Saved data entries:
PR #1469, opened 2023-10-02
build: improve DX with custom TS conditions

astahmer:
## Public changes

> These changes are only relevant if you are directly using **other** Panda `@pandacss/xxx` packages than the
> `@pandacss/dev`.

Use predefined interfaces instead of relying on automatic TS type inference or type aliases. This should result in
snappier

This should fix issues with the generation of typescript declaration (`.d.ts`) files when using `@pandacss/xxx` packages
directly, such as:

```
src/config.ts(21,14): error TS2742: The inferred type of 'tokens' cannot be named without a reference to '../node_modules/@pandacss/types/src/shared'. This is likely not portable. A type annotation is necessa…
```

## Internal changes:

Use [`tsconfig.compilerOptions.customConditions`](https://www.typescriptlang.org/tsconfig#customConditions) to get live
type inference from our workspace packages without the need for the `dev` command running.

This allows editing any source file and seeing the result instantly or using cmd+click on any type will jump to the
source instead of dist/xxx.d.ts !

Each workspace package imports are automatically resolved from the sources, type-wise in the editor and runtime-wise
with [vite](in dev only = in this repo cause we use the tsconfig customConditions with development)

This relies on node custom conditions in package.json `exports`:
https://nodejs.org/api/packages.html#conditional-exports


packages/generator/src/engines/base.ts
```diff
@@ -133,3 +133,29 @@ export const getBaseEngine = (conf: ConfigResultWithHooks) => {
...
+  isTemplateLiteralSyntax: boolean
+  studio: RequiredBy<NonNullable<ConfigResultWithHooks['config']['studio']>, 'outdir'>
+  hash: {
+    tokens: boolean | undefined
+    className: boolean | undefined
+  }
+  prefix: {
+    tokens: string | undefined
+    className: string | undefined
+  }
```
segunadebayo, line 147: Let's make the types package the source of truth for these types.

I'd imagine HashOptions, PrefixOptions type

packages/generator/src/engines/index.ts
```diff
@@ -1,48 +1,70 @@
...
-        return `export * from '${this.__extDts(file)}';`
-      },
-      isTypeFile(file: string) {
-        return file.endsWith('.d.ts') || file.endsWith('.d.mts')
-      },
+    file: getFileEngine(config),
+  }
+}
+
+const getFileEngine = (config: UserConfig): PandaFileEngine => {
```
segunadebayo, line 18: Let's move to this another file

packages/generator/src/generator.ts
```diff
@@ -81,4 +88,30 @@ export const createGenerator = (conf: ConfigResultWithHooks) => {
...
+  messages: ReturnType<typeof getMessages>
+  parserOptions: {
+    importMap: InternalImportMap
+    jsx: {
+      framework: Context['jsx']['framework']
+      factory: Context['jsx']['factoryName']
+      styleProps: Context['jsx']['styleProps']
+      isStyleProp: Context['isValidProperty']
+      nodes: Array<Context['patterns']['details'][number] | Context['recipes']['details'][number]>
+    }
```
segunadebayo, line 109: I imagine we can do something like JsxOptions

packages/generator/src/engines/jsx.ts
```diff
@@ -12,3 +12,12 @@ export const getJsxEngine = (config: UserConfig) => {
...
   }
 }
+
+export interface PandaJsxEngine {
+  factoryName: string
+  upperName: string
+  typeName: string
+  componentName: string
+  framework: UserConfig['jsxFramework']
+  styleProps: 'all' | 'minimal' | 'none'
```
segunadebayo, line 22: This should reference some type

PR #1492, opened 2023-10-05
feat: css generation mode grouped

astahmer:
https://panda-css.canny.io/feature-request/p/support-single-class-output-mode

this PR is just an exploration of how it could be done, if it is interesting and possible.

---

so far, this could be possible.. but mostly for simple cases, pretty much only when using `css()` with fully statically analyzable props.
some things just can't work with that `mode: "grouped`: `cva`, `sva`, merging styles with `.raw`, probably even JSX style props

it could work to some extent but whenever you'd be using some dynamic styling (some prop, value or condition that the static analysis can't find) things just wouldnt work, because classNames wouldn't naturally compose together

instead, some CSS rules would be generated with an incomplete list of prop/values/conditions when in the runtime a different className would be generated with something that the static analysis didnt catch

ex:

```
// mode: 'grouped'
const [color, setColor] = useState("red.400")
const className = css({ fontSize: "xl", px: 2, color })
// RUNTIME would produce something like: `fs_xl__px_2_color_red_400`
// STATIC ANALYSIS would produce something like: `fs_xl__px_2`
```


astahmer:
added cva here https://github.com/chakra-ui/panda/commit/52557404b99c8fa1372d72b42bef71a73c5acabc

---

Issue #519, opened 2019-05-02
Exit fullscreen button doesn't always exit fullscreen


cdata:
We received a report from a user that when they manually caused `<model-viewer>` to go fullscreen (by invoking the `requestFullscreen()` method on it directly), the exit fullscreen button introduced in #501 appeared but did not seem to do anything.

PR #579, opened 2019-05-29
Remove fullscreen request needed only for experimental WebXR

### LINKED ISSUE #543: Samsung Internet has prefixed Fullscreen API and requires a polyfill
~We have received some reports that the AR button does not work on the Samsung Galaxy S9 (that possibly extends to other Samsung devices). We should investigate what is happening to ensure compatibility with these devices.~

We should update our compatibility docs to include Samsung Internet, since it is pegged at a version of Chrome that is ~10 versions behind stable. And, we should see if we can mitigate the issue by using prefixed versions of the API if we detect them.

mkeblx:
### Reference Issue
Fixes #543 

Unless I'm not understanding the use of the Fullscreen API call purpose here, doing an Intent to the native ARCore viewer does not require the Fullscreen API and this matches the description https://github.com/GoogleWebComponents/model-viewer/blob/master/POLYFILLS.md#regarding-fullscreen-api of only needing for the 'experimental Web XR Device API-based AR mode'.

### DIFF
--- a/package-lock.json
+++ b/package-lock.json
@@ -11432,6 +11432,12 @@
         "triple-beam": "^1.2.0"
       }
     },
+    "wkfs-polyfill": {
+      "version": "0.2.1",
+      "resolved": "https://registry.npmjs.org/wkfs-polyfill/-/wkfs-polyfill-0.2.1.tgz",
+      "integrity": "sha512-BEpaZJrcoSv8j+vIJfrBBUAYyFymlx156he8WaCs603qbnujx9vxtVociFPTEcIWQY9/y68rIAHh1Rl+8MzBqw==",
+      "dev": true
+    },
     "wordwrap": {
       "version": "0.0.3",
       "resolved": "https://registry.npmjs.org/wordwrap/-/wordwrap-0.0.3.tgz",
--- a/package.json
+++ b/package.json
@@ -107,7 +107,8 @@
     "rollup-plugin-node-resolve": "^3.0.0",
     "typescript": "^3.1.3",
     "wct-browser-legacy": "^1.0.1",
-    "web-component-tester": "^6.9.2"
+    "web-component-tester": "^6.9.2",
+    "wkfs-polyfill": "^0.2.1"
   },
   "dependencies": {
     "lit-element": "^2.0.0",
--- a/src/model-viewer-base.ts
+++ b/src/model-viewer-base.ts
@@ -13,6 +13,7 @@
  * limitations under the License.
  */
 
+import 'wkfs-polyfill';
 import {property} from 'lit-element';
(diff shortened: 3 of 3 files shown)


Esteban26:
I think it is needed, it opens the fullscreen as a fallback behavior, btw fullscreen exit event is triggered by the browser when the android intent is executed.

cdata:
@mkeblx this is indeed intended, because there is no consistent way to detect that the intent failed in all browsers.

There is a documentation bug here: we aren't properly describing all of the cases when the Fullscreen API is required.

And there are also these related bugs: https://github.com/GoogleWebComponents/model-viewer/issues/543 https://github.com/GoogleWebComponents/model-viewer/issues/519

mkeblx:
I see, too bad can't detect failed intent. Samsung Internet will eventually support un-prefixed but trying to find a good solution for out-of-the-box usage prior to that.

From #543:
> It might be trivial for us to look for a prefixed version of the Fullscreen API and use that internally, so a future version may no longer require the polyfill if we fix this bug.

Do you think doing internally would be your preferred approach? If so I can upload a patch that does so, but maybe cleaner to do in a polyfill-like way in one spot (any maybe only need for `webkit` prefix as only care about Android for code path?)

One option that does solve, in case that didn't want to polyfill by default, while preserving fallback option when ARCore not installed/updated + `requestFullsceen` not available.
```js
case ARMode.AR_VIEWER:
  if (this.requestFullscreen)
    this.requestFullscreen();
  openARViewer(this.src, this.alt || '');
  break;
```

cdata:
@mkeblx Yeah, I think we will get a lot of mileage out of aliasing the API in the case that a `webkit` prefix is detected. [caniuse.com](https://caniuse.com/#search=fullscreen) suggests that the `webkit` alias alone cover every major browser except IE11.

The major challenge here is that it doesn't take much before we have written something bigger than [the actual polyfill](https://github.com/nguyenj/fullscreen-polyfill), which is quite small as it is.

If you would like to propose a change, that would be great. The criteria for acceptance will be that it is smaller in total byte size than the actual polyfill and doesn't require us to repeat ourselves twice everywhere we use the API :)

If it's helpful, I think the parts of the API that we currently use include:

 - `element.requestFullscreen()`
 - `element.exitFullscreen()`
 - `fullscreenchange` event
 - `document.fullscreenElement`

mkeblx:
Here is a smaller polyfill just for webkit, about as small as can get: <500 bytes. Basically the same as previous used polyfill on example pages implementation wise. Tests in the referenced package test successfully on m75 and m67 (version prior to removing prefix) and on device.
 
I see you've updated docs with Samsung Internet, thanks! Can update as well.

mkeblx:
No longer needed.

● **REQUIREMENT**
From the entries, copy out each line containing the word "changes".

● **EXERCISE SOLUTION**
## Public changes
> These changes are only relevant if you are directly using **other** Panda `@pandacss/xxx` packages than the
## Internal changes:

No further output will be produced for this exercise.